A Gaussian mixture model is a probabilistic model that assumes all the data points are generated from a mixture of a finite number of Gaussian distributions with unknown parameters. Instead of having an output as cluster no. that a certain sample belongs to, Gaussian mixture model can additionally give an probability of this kind of clustering.

In practice, expectation-maximization (EM) algorithm is often used for fitting mixture-of-Gaussian models.

For better understand the theory of GMM this link could be followed.

For the algorithm realization in Python, follow the sklearn official documentary here. One remark: there are 4 different kinds of covariance matrices that are supported by sklearn (diagonal, spherical, tied and full covariance matrices). Full covariance could get the best results however would significantly increase the calculation load in the same time.

The selection of best no. of components could be done by calculating BIC(Bayesian information criterion)score. Schwarz’s Bayesian Information Criterion (BIC) is a model selection tool. If a model is estimated on a particular data set (training set), BIC score gives an estimate of the model performance on a new, fresh data set (testing set). BIC is given by the formula:

BIC = -2 * loglikelihood + d * log(N), 

where N is the sample size of the training set and d is the total number of parameters. For better understanding of likelihood, refer to link. The lower BIC score signals a better model.

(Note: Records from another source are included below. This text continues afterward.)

PR #677, opened 2024-04-01
Bump Crucible for backpressure tuning

mkeeter:
Bump backpressure delay for byte-based backpressure (#1240)
`crutest` cleaning; adding rand-read/write tests (#1233)


pfmooney (approved):

mkeeter:
(Holding off on this in case we want https://github.com/oxidecomputer/crucible/pull/1243 as well)

leftwo:
I think yeah, we do want 1243 as well.

leftwo (approved):

PR #787, opened 2021-05-21
Add GitHub Actions Windows tests

wilfwilson:
This is using the same idea and same setup as https://github.com/digraphs/Digraphs/pull/464.

I want to wait for my setup to settle a bit (and become a bit more 'official') before merging it in. For now, as with Digraphs, everything looks fine! The only problem seems to be that it's slow.


wilfwilson:
@james-d-mitchell I've now added a GitHub Actions Cygwin job to replace the old AppVeyor tests.

From my point of view this is now finished, and thankfully the setup is quite small. The tests even seem to pass!

The big drawback is that the new Cygwin job is very slow. The standard tests and manual examples 'only' take 7 minutes to run, but another 25 minutes is required to get to that point (installing Cygwin, compiling GAP, building Semigroups and its dependencies).

In the longer term, it would be great to speed this up with the use of a Docker image, that sort of thing. But I don't have time for that.

So it's up to you to decide whether you'll accept the slowness of this new job. Currently this new Cygwin job is run whenever the other jobs are run, which is the 'safest' option. Would you prefer something else? (The problem is that pull requests are where a slowdown is most noticeable, but a pull request is also the most likely place where Windows support will become broken).

wilfwilson:
@ChrisJefferson If you're feeling super kind and helpful some time, could you please try to compile the newly released Semigroups v4.0.0 in Cygwin?

This PR worked fine when made against the old `stable-3.4` branch. But now that I have rebased it on version 4, it fails when building the package, see e.g. https://github.com/semigroups/Semigroups/runs/5362272006?check_suite_focus=true:
```
[...omitted...]
mv -f src/.deps/libsemigroups_la-cong.Tpo src/.deps/libsemigroups_la-cong.Plo
mv -f src/.deps/libsemigroups_la-freeband.Tpo src/.deps/libsemigroups_la-freeband.Plo
make[1]: Leaving directory '/cygdrive/d/a/Semigroups/Semigroups/libsemigroups'
make: *** [Makefile:1292: bin/include/libsemigroups/libsemigroups.hpp] Error 2
Error: Process completed with exit code 2.
```
Can you make any sense of this/does it work for you?

james-d-mitchell:
Hey @wilfwilson any chance you can post the omitted bit?

james-d-mitchell:
Ah no wait I can see the omitted bit in the log. This is a bug in libsemigroups, which I thought I’d fixed already, I’ll try to post a fix soon!

wilfwilson:
No probs, hope it's an easy fix!

james-d-mitchell:
@wilfwilson I'm trying to setup a CI cygwin job for libsemigroups at:

https://github.com/libsemigroups/libsemigroups/runs/5374124738?check_suite_focus=true

If you have any insights into how to get it to work, I'd find this most useful!

james-d-mitchell:
@wilfwilson I've rebased this onto the most recent `stable-4.0` branch, but it doesn't seem to work. The previous issues are resolved, but something else is going on. If you have the time, can you possibly take a look?

Thanks!

wilfwilson:
Some configuration stuff is missing from the `setup-gap` step: compare with the `setup-gap` step of the Unix job. In particular, you need to be cloning Digraphs; you might also need to do the `LDFLAGS` thing (I don't know).

wilfwilson:
I've added cloning Digraphs; let's see if it works... except that the tests will fail, because it tests against GAP master (I am unsure whether the Cygwin CI setup will work with a GAP version in the `stable-4.11` series or newer, but we could try).

wilfwilson:
It is unsurprisingly slow; but it is even slower than it needs to be, because Digraphs is being built twice; see https://github.com/gap-actions/setup-gap/issues/38.

wilfwilson:
Okay yeah, it failed because of GAP master breaking Semigroups. The Semigroups package took 28 minutes to build! So perhaps we wouldn't want to run this on every build of every PR.

james-d-mitchell:
This is incorporated into and superseded by #912, thanks @wilfwilson

wilfwilson:
You're welcome! Please you got something sorted.

PR #790, opened 2021-10-17
Avoid using SIZEOF_VOID_P

fingolfin:
This allows future GAP versions to drop it (although 4.12 definitely will support it). As far as I could tell, `SYSTEM_IS_32_BIT` is not used anywhere, so I just removed it. Likewise, `SYS_IS_CYGWIN32` was unused, so I also removed it while at it.


james-d-mitchell:
Thanks for this too!

PR #792, opened 2021-10-17
Stop using obsolete autoconf macros

fingolfin:
This stops newer autoconf versions from complaining about them


james-d-mitchell:
Thanks @fingolfin !

PR #803, opened 2022-02-28
Avoid using `SIZEOF_VOID_P`

wilfwilson:
[This was added to `stable-3.4` in #790 but didn't make its way into 4.0.0].

From @fingolfin's commit:

> This allows future GAP versions to drop it (although 4.12 definitely will support it). As far as I could tell, `SYS_IS_CYGWIN32` was unused, so I removed it while at it.


james-d-mitchell:
@wilfwilson eeek! I did not notice that, again my bad, v4.0.1 here we come!

PR #804, opened 2022-02-28
Remove `doc/*.js` and `doc/*.css` from the repo

wilfwilson:
These files are auto-generated by GAPDoc when compiling the manual. The files are copied from the current version of GAPDoc.

The contents of `doc/manual.js` has recently changed in the latest version of GAPDoc. The new version fixes a bug that existed in the old version. See https://github.com/frankluebeck/GAPDoc/issues/46 for more info.

This therefore means that there may be a mismatch between the installed GAPDoc version, and the version of that file that exists in the repository. For me, using the latest version of GAPDoc, this means that every time I recompile the manual, I have to run `git checkout doc/manual.js` to remove the change.

This is annoying.

To resolve this and similar issues, the easiest thing to do is just to remove these files from the repository.

Almost removes `doc/chooser.html`, which is similarly copied over.

(See also https://github.com/digraphs/Digraphs/pull/511).


james-d-mitchell:
Thanks @wilfwilson makes complete sense to me!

To use BIC for model selection, we simply chose the model giving smallest BIC over the whole set of candidates. BIC attempts to mitigate the risk of over-fitting by introducing the penalty term d * log(N), which grows with the number of parameters. This allows to filter out unnecessarily complicated models, which have too many parameters to be estimated accurately on a given data set of size N. BIC has preference for simpler models compared to Akaike Information Criterion (AIC).